Synthesis and Properties of Polystyrene-g-Poly(2-ethyl-2-oxazoline) Amphiphilic Graft Copolymers

  • State Key Laboratory of Chemical Resources Engineering, Beijing Laboratory of Biomedical Materials, Beijing University of Chemical Technology, Beijing 100029

  • Corresponding author: Yi-xian Wu, wuyx@mail.buct.edu.cn
  • Received Date: 11 March 2019
    Revised Date: 28 March 2019
    Available Online: 27 May 2019

  • Polyoxazolines have drawn much attention by researchers because of their hydrophilicity, good biocompatibility, non-toxicity. Chemical modification on polyoxazolines and their derivatives by grafting reaction with other synthetic polymer chains is one of the most important ways to improve the comprehensive properties of polyoxazoline materials.
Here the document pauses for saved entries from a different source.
PR #382, opened 2025-11-21
375 bug merging source cells with audio does not merge the audio

### LINKED ISSUE #374: test needed for merge buttons
We need a test that tests that merge buttons show up in the source when toggle source editing mode is turned on.

### LINKED ISSUE #375: Bug: Merging source cells with audio does not merge the audio
When we toggle source editing mode, it gives us a little button that allows to merge the content of one cell into another in the source. This also duplicates the process on the target side. This all works very well for text, however we did not account for audio. Currently, the audio will not get merged together. We need to update this so that the audio actually gets re-merged using FFmpeg and creates a new audio history in the target merge cell. This means that if you're merging cell 2 into cell 1, cell 2 should be hidden, and cell 1 should end up with a new audio file that's selected in the history. And that audio file contains the audio from both cell 1 and cell 2, but it's actually merged together using FFmpeg.

LeviXIII:
Closes #374
Closes #375  

Fix cell audio merge to correctly include all previously merged audio

- Add audioMerger.ts utility with FFmpeg-based audio concatenation
- Extend mergeCellWithPrevious to merge audio attachments
- Preserve audio properties (startTime, endTime, transcription)
- Add comprehensive test suite
- Handle FFmpeg unavailability gracefully

- When merging cells, read the previous cell's audio attachment directly
from cell metadata instead of searching the filesystem. This ensures
we get the latest merged audio file that includes all previously
merged cells.

- Also adds temporary path handling to prevent file corruption when
output path matches input path, and removes excess debug logging.

- Make tests for merge buttons showing up when toggle source editing mode is on.

- Remove duplicated tests

### DIFF
--- a/src/providers/codexCellEditorProvider/codexCellEditorMessagehandling.ts
+++ b/src/providers/codexCellEditorProvider/codexCellEditorMessagehandling.ts
@@ -1060,6 +1060,10 @@ const messageHandlers: Record<string, (ctx: MessageHandlerContext) => Promise<vo
         await vscode.commands.executeCommand(typedEvent.content.command, ...typedEvent.content.args);
     },
 
+    openLoginFlow: async () => {
+        await vscode.commands.executeCommand("codex-project-manager.openStartupFlow");
+    },
+
     togglePinPrompt: async ({ event }) => {
         const typedEvent = event as Extract<EditorPostMessages, { command: "togglePinPrompt"; }>;
         console.log("togglePinPrompt message received", { event });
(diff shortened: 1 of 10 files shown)


src/test/suite/codexCellEditorProvider.test.ts
```diff
@@ -3520,5 +3991,153 @@ suite("CodexCellEditorProvider Test Suite", () => {
             // Note: Network call to analytics is mocked/optional and tested separately
             assert.ok(true, "Variant selection recorded successfully");
         });
+
+        test("merge buttons show up in source when toggle source editing mode is turned on", async function () {
```
BenjaminScholtens: we need a matching test in the webview tests that checks the the buttons are only visible when the source editing mode it turned on.

PR #390, opened 2025-11-25
378-users-need-to-be-forced-to-update-the-codex-base-app

LeviXIII:
Show version update modal in source webview if syncing and version is below 1.93.

Screenshot 2025-11-25 at 10 27 57 AM


BenjaminScholtens (approved):
looks good works good

PR #401, opened 2025-11-26
Martin/biblica experimental

Fikitti:
Implemented codex cell breaking parser into smaller paragraphs according to <br/> in the Biblica IDML files.

The bible text should not be exported back to the original file anymore.

:D


BenjaminScholtens (approved):
looks good

PR #416, opened 2025-11-28
402 projects need to be saved a unique id in the name of the project on gitlab

LeviXIII:
- ProjectId is now created when naming project.
- ProjectId is added to global state when creating a new project.
- PublishProject webview component stores projectId and appends it to the project name (format: name-projectId) before creating the project.
- Make edited project name appear on Project Setup display in Startup Flow instead of cleaned project name.
- Fix error message that says "Project name cannot be empty" when first opening Create New Project modal.
- Fix projectId mismatch by extracting projectId from folder name when initializing projects in MainMenu (matches StartupFlow behavior)
- Prevent automatic metadata.json creation when Main Menu opens by adding safeguards in updateMetadataFile() and configuration change listener
- Make MainMenu "Initialize Project" button behavior consistent with StartupFlow (check for existing metadata before creating)
- Add loading state to MainMenu Initialize Project button to prevent multiple clicks during initialization
- Make test suite for NameProjectModal.

### DIFF
--- a/src/extension.ts
+++ b/src/extension.ts
@@ -468,16 +468,18 @@ export async function activate(context: vscode.ExtensionContext) {
             const pendingCreate = context.globalState.get("pendingProjectCreate");
             if (pendingCreate) {
                 const pendingName = context.globalState.get<string>("pendingProjectCreateName");
-                console.log("[Extension] Resuming project creation for:", pendingName);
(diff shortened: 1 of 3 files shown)


BenjaminScholtens (approved):
words good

The novel amphiphilic polystyrene-g-poly(2-ethyl-2-oxazoline), PS-g-PEOX, graft copolymers were prepared through the combination of " grafting from” method and cationic ring-opening polymerization of 2-ethyl-2-oxazoline using the polystyrene bearing chloromethyl functional groups as the macroinitiator in the presence of activator, such as potassium iodide (KI), silver perchlorate (AgClO4) or silver trifluoromethanesulfonate (AgCF3SO3). The chemical structure and composition of PS-g-PEOX graft copolymers were confirmed by Fourier transform infrared spectroscopy (FTIR) and nuclear magnetic resonance (1H-NMR). The results show that the novel amphiphilic PS-g-PEOX graft copolymers with various PEOX grafting contents ranging from 8% to 97% could be synthesized by changing the feed ratios of monomer and activator. The silver nanoparticle (5 – 10 nm) content in a range from 0.1% to 3.5% was uniformly dispersed in the PS-g-PEOX graft copolymer matrix. The microphase separation of amphiphilic PS-g-PEOX graft copolymer/silver nanoparticle nanocomposite was observed and the microscopic morphology was related to PEOX contents. The hydrophilicity of the amphiphilic PS-g-PEOX graft copolymers and water contact angle (WCA) increased with PEOX content. And the WCA of PS-g-PEOX graft copolymer film with 97% PEOX content is 24°. What’s more, amphiphilic PS-g-PEOX graft copolymers can form stable and uniform micro/nano micelles in water. The stable oil/water suspension can be produced by adding a small amount of PS-g-PEOX graft copolymer into the incompatible water/toluene mixed system. The topological structure which formed by introducing PEOX onto PS backbones is beneficial to improve the thermal stability of PEOX. The good hydrophilicity of PEOX branches in PS-g-PEOX graft copolymer does a favor to the anti-adsorption properties against bovine serum albumin. The graft copolymer/silver nanoparticle composites behave a good antibacterial activity against E. coli, which increased with the content of nano silver.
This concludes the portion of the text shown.